WORK TO COMPLETE: Only the lines from the top of the following listing through the line with "https://www.loom.com/share/134e95648cae46cf8c2dc75fc04fc5e4" belong in your answer, exactly as written.

DATA:
PR #781, opened 2025-12-12
Bugfix: enables the use of builtInPages in the navigation

### LINKED ISSUE #752: Cannot use built-in pages in navigation
**Describe the bug**
Built-in pages used as the internal link reference are filtered out of the navigation in [getTopLevelNavItems](https://github.com/NWACus/web/blob/main/src/components/Header/utils.ts#L242). 

**To Reproduce**

1. Add a built-in page as an internal link's "page or post" in the navigation
2. Visit that tenant's home page (or any page)
3. Observe that the link with the built-in page as the internal link's "page or post" does not appear in the nav

**Expected behavior**
The nav item referencing the built-in page should appear in the nav. It should use a url that is _not_ nested under whatever nav item it's nested under. 

**Screenshots**
https://www.loom.com/share/f157303aeeb34c15a854ad0bf53ac73c

**Environment details**

- Desktop
- Chrome

busbyk:
## Description

`builtInPages` weren't being handled correctly in the navigation. They were being filtered out. This allows them in the nav. 

## Related Issues

Fixes #752

## Key Changes

- Enables the use of built-in pages in the navigation
- Uses a built-in page for the weather stations link in the seed script

## Screenshots / Demo

https://www.loom.com/share/134e95648cae46cf8c2dc75fc04fc5e4

## Changes needed after merge

- [ ] Update all centers' weather stations nav link to use their built-in page
- [ ] Communicate that the local accidents can be a built-in page for Sierra / add to their nav. Won't be a significant difference for them but might as well change it.

### DIFF
--- a/src/components/Header/utils.ts
+++ b/src/components/Header/utils.ts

EXPECTED OUTPUT:
PR #781, opened 2025-12-12
Bugfix: enables the use of builtInPages in the navigation

### LINKED ISSUE #752: Cannot use built-in pages in navigation
**Describe the bug**
Built-in pages used as the internal link reference are filtered out of the navigation in [getTopLevelNavItems](https://github.com/NWACus/web/blob/main/src/components/Header/utils.ts#L242). 

**To Reproduce**

1. Add a built-in page as an internal link's "page or post" in the navigation
2. Visit that tenant's home page (or any page)
3. Observe that the link with the built-in page as the internal link's "page or post" does not appear in the nav

**Expected behavior**
The nav item referencing the built-in page should appear in the nav. It should use a url that is _not_ nested under whatever nav item it's nested under. 

**Screenshots**
https://www.loom.com/share/f157303aeeb34c15a854ad0bf53ac73c

**Environment details**

- Desktop
- Chrome

busbyk:
## Description

`builtInPages` weren't being handled correctly in the navigation. They were being filtered out. This allows them in the nav. 

## Related Issues

Fixes #752

## Key Changes

- Enables the use of built-in pages in the navigation
- Uses a built-in page for the weather stations link in the seed script

## Screenshots / Demo

https://www.loom.com/share/134e95648cae46cf8c2dc75fc04fc5e4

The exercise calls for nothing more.